• _Exercise instructions_
Where the word "branch" appears in a line below, copy the whole line.

(Collected data entries)
PR #221, opened 2021-03-07
Add CI job to test against `curves` repo

ashutoshvarma:
## Description

closes: #34

Add new CI job `test_against_curves` which does the following steps (as per issue description) 
- Clone `curves` repo
- Clone `algebra` repo
- Patch curves `Cargo.toml` to force the dependency tree to use the local version of the algebra crates.
- Run all tests in `curves`

### Additional Notes
Running all the tests for curves taken around 22 min which leads to an increase of CI runtime from 10 min to 25 min on average.
But if an additional 15min can prevent merging changes that break downstream (curves), I'd say it's well spent

---

write a little note why.

- [ ] Wrote unit tests 

### DIFF
--- a/.github/workflows/ci.yml
+++ b/.github/workflows/ci.yml
@@ -159,3 +159,60 @@ jobs:
         with:
             command: build
             args: --workspace --exclude ark-algebra-test-templates --exclude ark-poly-benches --target thumbv6m-none-eabi
+
+  test_against_curves:
+    name: Test against curves
+    runs-on: ubuntu-latest
+    env:
+      RUSTFLAGS: -Dwarnings
+    strategy:
+      matrix:
+        rust:
+          - stable
+          - nightly
+    steps:
+      - name: Checkout curves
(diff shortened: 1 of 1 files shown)


jon-chuang:
Hi, so is the idea to make sure that new PRs don't break curves? But how about the ones that do?

ashutoshvarma:
> Hi, so is the idea to make sure that new PRs in algebra don't break curves? But how about the ones that do?
I guess the idea is that at least it would be caught? I think this makes sense given that it's a separate job.

Yeah, that's the idea, ones that break curves should ideally cause CI to fail.

> Although this makes some sense, do note that many other downstream components make use of generic APIs in algebra, so this doesn't rule out downstream breakage outside of curves.

The job in PR only concerns with detecting breakage in curves. For other components, we can try to add similar jobs if the resulting CI runtime is within the respectable range.

Pratyush:
This is great, thanks!

Pratyush (approved):

Issue #520, opened 2022-11-23
DensePolynomial::evaluate_over_domain truncates polynomial coefficients


tjade273:
Dense polynomials evaluated over a domain of size `k` are evaluated as if all terms of degree greater than `k` are zero, due to `domain.fft` implicitly truncating the coefficients. 

Sparse polynomials evaluate the full polynomial.

```
    #[test]
    fn evaluate_high_degree_over_domain() {
        let domain = GeneralEvaluationDomain::new(2).unwrap();
        let f = DensePolynomial::from_coefficients_vec(vec![Fr::zero(), Fr::zero(), Fr::one()]);
        let evals = f.evaluate_over_domain(domain);
        let x = evals[0];
        assert_eq!(x, Fr::zero());
    }
```

```
    #[test]
    fn evaluate_high_degree_over_domain() {
        let domain = GeneralEvaluationDomain::new(2).unwrap();
        let f = SparsePolynomial::from_coefficients_vec(vec![(2, Fr::from(1))]);
        let evals = f.evaluate_over_domain(domain);
        let x = evals[0];
        assert_eq!(x, Fr::from(1));
    }
```

https://github.com/arkworks-rs/algebra/blob/e062140351e7775d30c8b0167fbef048fcd4535e/poly/src/polynomial/univariate/mod.rs#L145-L163

PR #521, opened 2022-11-23
Fix evaluation of dense polynomials over domains smaller than the degree

tjade273:
## Fixes the evaluation of dense polynomials over domains smaller than the polynomial degree.

Currently, the coefficients of dense polynomials are truncated to match the size of the evaluation domain. This causes unexpected / incorrect behavior when larger polynomials are used. This PR resolves the issue by reducing the polynomial mod `X^d` where `d` is the size of the domain, before the FFT is performed.

A new unit test is located in `src/polynomial/univariate/sparse.rs`

It may also be a good idea to throw an error in the FFT routine when the coefficient vector is bigger than the FFT size, so that information is not accidentally discarded.

closes: #520

---

write a little note why.

- [ x ] Targeted PR against correct branch (master)
- [ x ] Linked to GitHub issue with discussion and accepted design OR have an explanation in the PR that describes this work.
- [ x ] Wrote unit tests

### DIFF
--- a/poly/src/polynomial/univariate/mod.rs
+++ b/poly/src/polynomial/univariate/mod.rs
@@ -153,9 +153,20 @@ impl<'a, F: 'a + FftField> DenseOrSparsePolynomial<'a, F> {
                 Evaluations::from_vec_and_domain(evals, domain)
             },
             DPolynomial(Cow::Borrowed(d)) => {
-                Evaluations::from_vec_and_domain(domain.fft(&d.coeffs), domain)
+                let chunks = d.coeffs.chunks(domain.size());
+                let reduced = chunks.fold(vec![F::zero(); domain.size()], |x, y| {
+                    x.iter().zip(y).map(|(&x, y)| x + y).collect()
+                });
+                Evaluations::from_vec_and_domain(domain.fft(&reduced), domain)
             },
             DPolynomial(Cow::Owned(mut d)) => {
+                let mut chunks = d.coeffs.chunks_mut(domain.size());
+                let coeffs = chunks.next().unwrap();
+                for chunk in chunks {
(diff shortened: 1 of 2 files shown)


poly/src/polynomial/univariate/mod.rs
```diff
@@ -153,9 +153,20 @@ impl<'a, F: 'a + FftField> DenseOrSparsePolynomial<'a, F> {
                 Evaluations::from_vec_and_domain(evals, domain)
             },
             DPolynomial(Cow::Borrowed(d)) => {
-                Evaluations::from_vec_and_domain(domain.fft(&d.coeffs), domain)
+                let chunks = d.coeffs.chunks(domain.size());
+                let reduced = chunks.fold(vec![F::zero(); domain.size()], |x, y| {
+                    x.iter().zip(y).map(|(&x, y)| x + y).collect()
```
Pratyush, line 158:
```suggestion
                    cfg_iter!(x).zip(y).map(|(&x, y)| x + y).collect()
```

Pratyush: Actually, can avoid extra allocations here by making this a for loop, like so:

```rust
let mut reduced = chunks[0].to_vec();
for chunk in chunks {
    cfg_iter_mut!(reduced).zip(chunk).for_each(|(x, y)| {
    *x += y;
});
}
```

Pratyush (changes requested):
Thanks for the fix. Just left a small comment.

poly/src/polynomial/univariate/mod.rs
tjade273: Thanks for the notes, should be better now.

Pratyush (approved):

Issue #470, opened 2022-09-05
Should arkworks-rs have hooks?


weikengchen:
A random thought related to https://github.com/ingonyama-zk/cloud-ZK/issues/1

Should we consider one day that we will have some hooks for this library? Note that we should not hook every method/function---we can focus on a method/function that has a legit reason to be constantly hooked. One that comes to my mind is hardware acceleration for MSM and/or NTT.

Note that hooks are becoming more and more common in Rust. We have panic hooks. It seems that OOM hooks are coming soon.  
https://github.com/rust-lang/rust/issues/51245

If we implement the hook, there would be an `AtomicPtr` around the method that is hookable, and the corresponding struct/trait will have implementations that allow runtime hooking by modifying this pointer.

weikengchen:
I was thinking whether or not one can redirect `msm_bigint` to another function not this one: https://github.com/arkworks-rs/algebra/blob/fc7dc3e2a226eade8cda02f6eb2305bdd90b1da8/ec/src/scalar_mul/variable_base/mod.rs#L43

without forking the proof system repo, such as Groth16:
https://github.com/arkworks-rs/groth16/blob/sync-algebra/src/prover.rs#L92

weikengchen:
In other words, I am thinking about a "patches-crates.io` for the default implementation in `VariableBaseMSM`.

burdges:
We want to do basically this in polkadot to have fast elliptic curve host calls from WASM.  We'll build wrapper types around the arkworks curve types, which then implement the host calls.  A priori, I'd think hardware acceleration should similarly use wrapper types that add hooks. 

There exist some overhead in that users must add wrapper traits for their protocol constants like base points, but maybe it'd make more sense to simplify this aspect somehow?  We might for example recommend that people provide constants using polymorphic functions instead of wrapper traits, although not sure if this really makes sense.  

You could also just hide hooks behind a feature flag I guess, maybe that's simplest..

burdges:
As an aside, rand avoided hooks in part for performance but also for security so that malicious dependencies could not corrupt the randomness.  I guess these hooks are less of a vulnerability than bad randomness, since malicious dependencies would still need to exfiltrate any secret key material, but bad randomness is an attack all by itself.

weikengchen:
[...]

PR #528, opened 2022-11-30
Allow to overwrite the default implementation of `msm`

achimcc:
## Description

Multi scalar multiplication is usually an expensive operation on different platforms. It is slow in WebAssembly runtimes and can usually get speed up by special hardware. This makes it interesting to define a custom `msm` function in the model which overwrites the default implementation. This custom function could compute the msm by calling into host functions from a WebAssembly runtime or by delegating it to customized hardware.

This PR:

- reimplements `msm` from the `VariableBaseMSM` trait in the `SWCurveConfig` trait, refers there to `msm_unchecked` from the `VariableBaseMSM` trait. This function ois called `model_msm`
- refers to `model_msm` implementation provided by the `SWCurveConfig` trait in the `VariableBaseMSM` implementation for `Projective<P>`
- now the `model_msm` bigint function can get overwritten by curves which are implementing the `SWCurveConfig` trait.

Similar motivation and technique then the already merged PR #534 . As discussed in issue #537.

---

write a little note why.

~~- [ ] Wrote unit tests~~ non-breaking change, all existing tests are still passing.


achimcc:
It would be great if we could pass a custom `bigint_msm` function to the model which overwrites the default implementation!

It looks like this is not the way to go, since it is producing some recursive compile time loop problem?

ec/src/models/short_weierstrass/group.rs
```diff
@@ -634,6 +634,24 @@ impl<P: SWCurveConfig> ScalarMul for Projective<P> {
     }
 }
 
+#[cfg(feature = "specialization")]
+pub trait CustomMSM: SWCurveConfig {
+    fn msm_bigint(
+        bases: &[Affine<Self>],
+        bigints: &[<Self::ScalarField as PrimeField>::BigInt],
+    ) -> Projective<Self>;
+}
```
Pratyush, line 643: We can also try adding this to method to `SWCurveConfig` directly, with a default impl calling the current variable-base MSM code.

burdges:
I suppose ` mul_projective` and `mul_affine` kinda establish this pattern already?  I think default type parameters could maybe help, which always risks breakage if people have the opportunity.  Anyways..

Are there methods besides `mul_projective`, `mul_affine`, `bigint_msm`, and the pairing calls that'll require replacement?  FFTs?  It's also plausible we're best off being able to maintain forks more easily by going outside the trait system.

Pratyush:
Another idea would be to have a global "registry" that contains function pointers for MSMs and FFTs. Something like the following, perhaps:

```rust
pub struct Registry {
    msm: /* type signature for MSM method */
    fft: /* type signature for FFT methods */
}

lazy_static! { REGISTRY: Registry = /* init */ }; // or use OnceCell

// In MSM impl
fn msm(...) {
    REGISTRY.msm(...);
}
```

We will provide default impls for `REGISTRY`, but binaries that use `arkworks` can override this method. Perhaps we can take inspiration from `tracing`'s subscriber infrastructure to allow fine-grained overrides for specific curves only.

Pratyush:
The foregoing design is basically the idea in https://github.com/arkworks-rs/algebra/issues/470

Pratyush:
Actually, it would be nice to have a design that's a hybrid between `tracing` and `rayon`. I.e. we can support both scoped usage: 
```rust
ark_ec::with_msm(msm_fn1, || { /* scoped code that uses `msm_fn1` */});
ark_ec::with_msm(msm_fn2, || { /* scoped code that uses `msm_fn2` */});
```
and global replacement
```rust
ark_ec::set_global_msm(msm_fn1);
/* all subsequent code uses `msm_fn1` */
```

burdges:
A registry incurs some global cost, unless some default feature disables it, but if your talking about ASICs or FPGA then maybe you'd want it for some curves but not others.

Another part of the story would be what/how gadget code depends upon the models? ala your comments in https://github.com/arkworks-rs/curves/pull/76  Assuming "not really" then..

We could override `mul_projective and mul_affine` already, no?
https://github.com/arkworks-rs/algebra/blob/master/ec/src/models/short_weierstrass/mod.rs#L80-L106

I kinda wish there was some co-git tool that helped maintain branch-like repository differences across repositories.  https://github.com/arkworks-rs/algebra/blob/master/ec/src/models/short_weierstrass/group.rs#L637

Anyways..

We could do this specialization manually if we really like this solution, no?

```
pub trait VariableBaseMSM: ScalarMul {
    ...

    /// Optimized implementation of multi-scalar multiplication.
    fn msm_bigint(
        bases: &[Self::MulBase],
        bigints: &[<Self::ScalarField as PrimeField>::BigInt],
    ) -> Self {
        unhooked_msm_bigint(based,bigints)
    }

    /// Raw optimized implementation of multi-scalar multiplication, only for usage by curve models.
    fn unhooked_msm_bigint(
        bases: &[Self::MulBase],
        bigints: &[<Self::ScalarField as PrimeField>::BigInt],
    ) -> Self {
        ... current msm_bigint body ...
    }

    ...
}
```

```
pub trait SWCurveConfig: super::CurveConfig {
    ...

    fn model_msm_bigint(
        bases: &[Affine<Self>],
        bigints: &[<Self::ScalarField as PrimeField>::BigInt],
    ) -> Projective<Self> {
        Projective<Self>::unhooked_msm_bitint(bases,bigints)
    }

    ...
}
```

```
impl<P: SWCurveConfig> VariableBaseMSM for Projective<P> {
    fn msm_bigint(
        bases: &[Self::MulBase],
        bigints: &[<Self::ScalarField as PrimeField>::BigInt],
    ) -> Self {
        P::model_msm_bigint(bases, bigints)
    }
}
```

Pratyush:
> A registry incurs some global cost, unless some default feature disables it, but if your talking about ASICs or FPGA then maybe you'd want it for some curves but not others.

In practice I suspect the overhead of the registry will be negligible compared to the cost of the MSM.

> We could do this specialization manually if we really like this solution, no? ...

Yes, the "hook"/"registry" idea is compatible with this PR, but I think this PR would be redundant if we implemented the former. A further advantage of the registry idea is that only the default (current) MSM impl needs to live in `ark-ec`; the other MSM impls can live in their own crates.

ec/src/models/short_weierstrass/group.rs
achimcc: This was my initial idea! But this was what caused the recursive compile time loop problem. I just pushed the code here: https://github.com/achimcc/algebra/blob/add-method-to-trait/ec/src/models/short_weierstrass/mod.rs#L114 It builds but execution is extremely slow. That is why I changed the implementation to what it is now. I'd assume we would have to actually re-implement the method in `SWCurveConfig` trait to avoid this recursion?

burdges:
> In practice I suspect the overhead of the registry will be negligible compared to the cost of the MSM.

Yes of course, but what I mean is:  What would need hooks? 

It's clear Miller looks and final exps are costly enough to justify hooks this way, but they can be patched without hooks without much code duplication.   I suppose `mul_projective`, `mul_affine`, point preperation, batch inversion, and serialization would not get hooks?  

> the other MSM impls can live in their own crates.

Yes, this sounds more relevant, and I guess answers my question above.  Are the trade offs in MSMs mostly just size?  

Rust has no polymorphic `static mut`s so hooks might need to be declared in a macro used in curve crates.

achimcc:
I adopted my implementation to what @burdges suggested. This way tests are passing, the recursive compile time loop is gone. If we want to implement this solution, the PR would be ready for review. It would definitely drastically cut down the amount of code that we have to fork for our implementation.

ec/src/scalar_mul/variable_base/mod.rs
```diff
@@ -44,6 +44,14 @@ pub trait VariableBaseMSM: ScalarMul {
     fn msm_bigint(
         bases: &[Self::MulBase],
         bigints: &[<Self::ScalarField as PrimeField>::BigInt],
+    ) -> Self {
+        Self::unhooked_msm_bigint(bases, bigints)
+    }
+
+    /// /// Raw optimized implementation of multi-scalar multiplication, only for usage by curve models.
+    fn unhooked_msm_bigint(
```
mmagician, line 52: I don't think we need to introduce an extra wrapper method. That adds an unnecesary layer of abstraction.

ec/src/models/short_weierstrass/mod.rs
```diff
@@ -105,6 +105,14 @@ pub trait SWCurveConfig: super::CurveConfig {
         res
     }
 
+    /// Default implementation for multi scalar multiplication
+    fn model_msm_bigint(
+        bases: &[Affine<Self>],
+        bigints: &[<Self::ScalarField as PrimeField>::BigInt],
+    ) -> Projective<Self> {
+        VariableBaseMSM::unhooked_msm_bigint(bases, bigints)
```
mmagician, line 113:
```suggestion
        VariableBaseMSM::msm_bigint(bases, bigints)
```
That should be enough no?

achimcc: It seems like there is no way reference the default implementation of a function in a trait explicitly. Once we override it, only the overridden method is available. That's the underlying problem.

It might look nicer though to just rename `unhooked_msm_bigint` into `default_msm_bigint`?

achimcc: I renamed `unhooked_msm_bigint` into `default_msm_bigint`.

achimcc:
I changed the design a bit, now we are re-implementing the `msm` function body in the default implementation of the `model_msm` function in the `SWCurveConfig` trait. This also avoids any recursive compile time bugs and removes the superficial hook function.

ec/src/models/short_weierstrass/mod.rs
```diff
@@ -105,6 +105,16 @@ pub trait SWCurveConfig: super::CurveConfig {
         res
     }
 
+    /// Default implementation for multi scalar multiplication
+    fn model_msm(
```
Pratyush, line 109:
```suggestion
    fn msm(
```

ec/src/models/short_weierstrass/group.rs
```diff
@@ -635,7 +635,11 @@ impl<P: SWCurveConfig> ScalarMul for Projective<P> {
     }
 }
 
-impl<P: SWCurveConfig> VariableBaseMSM for Projective<P> {}
+impl<P: SWCurveConfig> VariableBaseMSM for Projective<P> {
+    fn msm(bases: &[Self::MulBase], bigints: &[Self::ScalarField]) -> Result<Self, usize> {
+        P::model_msm(bases, bigints)
```
Pratyush, line 640:
```suggestion
        P::msm(bases, bigints)
```

ec/src/models/short_weierstrass/mod.rs
```diff
@@ -105,6 +105,16 @@ pub trait SWCurveConfig: super::CurveConfig {
         res
     }
 
+    /// Default implementation for multi scalar multiplication
+    fn msm(
+        bases: &[Affine<Self>],
+        scalars: &[Self::ScalarField],
+    ) -> Result<Projective<Self>, usize> {
+        (bases.len() == scalars.len())
```
Pratyush, line 113: IIUC, this is here because calling `VariableBase::msm` results in infinite recursion?

achimcc: Yes, exactly! The previous solution was to redefine in the `VariableBaseMSM`:

```
/// Optimized implementation of multi-scalar multiplication.
    fn msm_bigint(
        bases: &[Self::MulBase],
        bigints: &[<Self::ScalarField as PrimeField>::BigInt],
    ) -> Self {
        unhooked_msm_bigint(based,bigints)
    }

    /// Raw optimized implementation of multi-scalar multiplication, only for usage by curve models.
    fn unhooked_msm_bigint(
        bases: &[Self::MulBase],
        bigints: &[<Self::ScalarField as PrimeField>::BigInt],
    ) -> Self {
        ... current msm_bigint body ...
    }
```

as suggested by @burdges above. But this means to change the `VariableBaseMSM` trait and people looking at this code might not get the reasoning behind it. That's why I favoured re-implement this tiny function body to break the recursive compile time loop.

Pratyush (approved):

Issue #525, opened 2022-11-29
Add constructor for `IsogenyMap`


Pratyush:
Add a constructor for `IsogenyMap`.
```rust
impl</* bounds */> IsogenyMap<'a, DOMAIN, CODOMAIN> {
	const fn new(
	    x_numerator: &'a [BaseField<CODOMAIN>],
	    x_denominator: &'a [BaseField<CODOMAIN>],
	    ...
	) → Self {
	    Self {
	        x_numerator,
	        x_denominator,
	        ...
	    }
	}
}
```

_Originally posted by @Pratyush in https://github.com/arkworks-rs/algebra/pull/517#discussion_r1035169648_

burdges:
IRTF H2C draft says Edwards curves, including BLS12-377, should use Elligator, not WB, so the isogeny you want for the SW form of BSL12-377 is from the Edwards form.

PR #529, opened 2022-11-30
Skalman make isogeny map with new

drskalman:
## Description

This PR is trying to open discussion around issue #525 and hopefully closes it.

closes: #525
---

write a little note why.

• _Answer for this exercise_
- [ x ] Targeted PR against correct branch (master)
I kinda wish there was some co-git tool that helped maintain branch-like repository differences across repositories.  https://github.com/arkworks-rs/algebra/blob/master/ec/src/models/short_weierstrass/group.rs#L637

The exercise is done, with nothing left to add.